Marker Initialization Steps
[1] Initialize marker coordinates $(x_m, y_m)$ using equations eq:marker-coordinates.
[2] Initialize marker composition $C_m$ and marker temperature $T_m$ based on initial conditions.
[3] Initialize initial friction angle for marker $\theta'_m{^o}$ using the initial friction angle of the material associated with the marker composition $C_m$.
[4] Initialize initial cohesion for marker $\sigma_{c,m}^o$ using the initial cohesion of the material associated with the marker composition $C_m$.
[5] Initialize marker parameters:
\[\begin{split} \text{Pressure: } P_m = 0 \\ \text{Deviatoric normal stress: } \sigma_{(xx)m}' = 0 \\ \text{Deviatoric shear stress: } \sigma_{(xy)m}' = 0 \\ \text{Deviatoric normal strain rate: } \dot{\epsilon}_{xx(m)}' = 0 \\ \text{Deviatoric shear strain rate: } \dot{\epsilon}_{xy(m)}' = 0 \\ \text{Melt Fraction: } M_m = 0 \\ \text{Extracted Melt Fraction: } M_{(extracted)m} = 0 \\ \text{Extractable Melt Fraction} M_{(extractable)m} = 0\\ \text{Strain: } \epsilon_m = 0 \\ \text{Strain-rate Ratio: } R_{sr}(m) = 1.0 \end{split}\]

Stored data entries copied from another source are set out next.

PR #347, opened 2024-12-16
chore: track pubspec.lock

ethicnology:
[Dart doc on pubspec.lock](https://dart.dev/tools/pub/private-files#pubspeclock)

>_For application packages, we recommend that you commit the pubspec.lock file. Versioning the pubspec.lock file ensures changes to transitive dependencies are explicit. Each time the dependencies change due to dart pub upgrade or a change in pubspec.yaml the difference will be apparent in the lock file._

In depth, if a dev change a dependency version, `flutter clean` + `flutter pub get` will not be enough. Since `flutter clean` doesn't delete the `pubspec.lock` you will have to delete it manually if you expect the `flutter pub get` command to fetch the correct version


DanGould (commented):
ACK [fe5f932](https://github.com/SatoshiPortal/bullbitcoin-mobile/pull/347/commits/fe5f93235ab79221072a4b7dda485516c729e258)

it builds on my machine

PR #348, opened 2024-12-16
fix: custom manual fee not used in Send

kumulynja:
Two different NetworkFeesCubit instances where used between the SendPage and the SendCubit: the SendPage components used a local NetworkFeesCubit to store the fee state, but the global default NetworkFeesCubit was injected in the SendCubit and was used to get the fees on confirmation from, not having the locally set state.


kumulynja:
I see that I accidentally closed this when forking the repo from Dan's github and deleting the original fork.
Will restore this.

kumulynja:
I see that I accidentally closed this when forking the repo from Dan's github and deleting the original fork.
Will restore this.

PR #349, opened 2024-12-16
Fix untrack-generated-files

DanGould:
lwkWallet.sync no longer takes a validateDomain parameter

I was unable to build 0acf3e4669ce8a11b6d5a712c397a7bd611951d5 without this change

Unclear to me whether or not this was a lock file or freeze change that overlooked a breaking change in that library, but this fixes it.

### DIFF
--- a/macos/Flutter/ephemeral/Flutter-Generated.xcconfig
+++ b/macos/Flutter/ephemeral/Flutter-Generated.xcconfig
@@ -1,12 +1,11 @@
 // This is a generated file; do not edit or check into version control.
-FLUTTER_ROOT=/Users/ishi/Software/flutter
-FLUTTER_APPLICATION_PATH=/Users/ishi/Code/wallet/bullbitcoin-mobile
+FLUTTER_ROOT=/opt/homebrew/Caskroom/flutter/3.24.4/flutter
+FLUTTER_APPLICATION_PATH=/Users/dan/f/dev/bullbitcoin-mobile
 COCOAPODS_PARALLEL_CODE_SIGN=true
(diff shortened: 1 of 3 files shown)


macos/Flutter/ephemeral/Flutter-Generated.xcconfig
```diff
@@ -1,12 +1,11 @@
 // This is a generated file; do not edit or check into version control.
-FLUTTER_ROOT=/Users/ishi/Software/flutter
-FLUTTER_APPLICATION_PATH=/Users/ishi/Code/wallet/bullbitcoin-mobile
+FLUTTER_ROOT=/opt/homebrew/Caskroom/flutter/3.24.4/flutter
+FLUTTER_APPLICATION_PATH=/Users/dan/f/dev/bullbitcoin-mobile
```
DanGould, line 3: /ephemeral

and 

.idea

files should almost definitely be ignored in the shared repo by using `.git/info/exclude` (or `skip-worktree`)

ethicnology: I will do a PR to exclude these files in few minutes

ethicnology: https://github.com/SatoshiPortal/bullbitcoin-mobile/pull/347

I got the same issue earlier. Ishi updated an existing dependency, since the pubspec.lock is not tracked, your local pubspec.lock keep the same old version of the package each time you do a flutter pub get

DanGould:
This is a nonissue due to ignored pubspec.lock

irrelevant and fixed by #347

Issue #334, opened 2024-11-18
[Send] bip49 addresses in QR are being converted into lowercase when scanned 


i5hi:
Example: 3Fz8Lj3pjGprg2nnZByXrGMhUGd1yPpn6E

kumulynja:
@i5hi https://github.com/SatoshiPortal/bullbitcoin-mobile/pull/355 fixes this.

i5hi:
Cheers!

kumulynja:
@i5hi The fix didn't got merged to main yet, I accidentally closed the PR, I opened a new one here now: https://github.com/SatoshiPortal/bullbitcoin-mobile/pull/362
Sorry for the confusion.

PR #355, opened 2024-12-16
fix: remove address toLowerCase

kumulynja:
For bip49 it is important to retain letters in lower and uppercase. Removing the `toLowerCase()` in the correct place makes sure it is and bip49 addresses are correctly scanned and passed to the Send input.


kumulynja:
This fixes https://github.com/SatoshiPortal/bullbitcoin-mobile/issues/334.

kumulynja:
Accidentally closed this, will reopen.

PR #362, opened 2024-12-19
fix: remove address toLowerCase

kumulynja:
For bip49 it is important to retain letters in lower and uppercase. Removing the toLowerCase() in the correct place makes sure it is and bip49 addresses are correctly scanned and passed to the Send input.

This fixes https://github.com/SatoshiPortal/bullbitcoin-mobile/issues/334.


kumulynja:
@i5hi my previous PR for this got closed without being merged because I accidentally deleted my fork.
Here is a new PR for it.

i5hi:
Cheers!

Issue #331, opened 2024-10-28
[Custom Fee Selection] Custom value not being caputured


i5hi:
When a custom fee value is typed in fee selection, it is not actually used in building the transaction.

kumulynja:
@i5hi This should be fixed by https://github.com/SatoshiPortal/bullbitcoin-mobile/pull/348.

i5hi:
Cheers!

kumulynja:
@i5hi I accidentally closed my previous PR and it wasn't merged to main yet, I made a new one here: https://github.com/SatoshiPortal/bullbitcoin-mobile/pull/363
Sorry for the confusion.

PR #363, opened 2024-12-19
fix: custom manual fee not used in Send

kumulynja:
Two different NetworkFeesCubit instances where used between the SendPage and the SendCubit: the SendPage components used a local NetworkFeesCubit to store the fee state, but the global default NetworkFeesCubit was injected in the SendCubit and was used to get the fees on confirmation from, not having the locally set state.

[6] Initialize marker density $\rho_m$ based on $C_m$, $T_m$ and $P_m$.
[7] Initialize marker thermal conductivity $k_m$ based on $C_m$, and $T_m$.
[8] Initialize marker heat capacity $C_{p(m)}$ based on $C_m$, and $T_m$.
Time Loop Steps
[1] Set model time step $\Delta t$ equal to visco-elastic time step $\Delta t_{ve}$.
[2] Execute Pre-solver Steps including updating transient boundary conditions, updating melt fraction and melt-related marker composition, updating rock properties, updating frictional-plastic and creep rheologies, and interpolating marker parameters to staggered grid arrays.
[3] Create marker and grid output files at model time $t$.
[4] Execute Stokes-solver Steps including solving the visco-elasto-plastic Stokes-continuity equations on the staggered grid, adjusting time step $\Delta t$ using the updated velocity solution to ensure maximum cell displacement limits are not exceeded, updating marker stress taking grid and sub-grid changes and updating marker strain rate, marker strain rate ratio and marker pressure using updated grid velocity and pressure solutions.
[5] Execute Heat-solver Steps including updating marker temperature for grid and sub-grid thermal diffusion using the updated time step $\Delta t$.
[6] Execute Advection-solver Steps using adjusted time step $\Delta t$ including advecting markers and rotating stress tensors using a 4-th order Runge Kutta scheme, updating marker total and plastic strain and correcting temperature in the sticky air/water layer.
[7] Execute Post-solver Steps including updating melt extraction, updating topography for deformation, sediment transport and lava flow, transforming marker composition for surface processes, updating sea level using isostasy, updating the next eruption time, recycling markers that have exited the model domain, and updating marker serpentinization.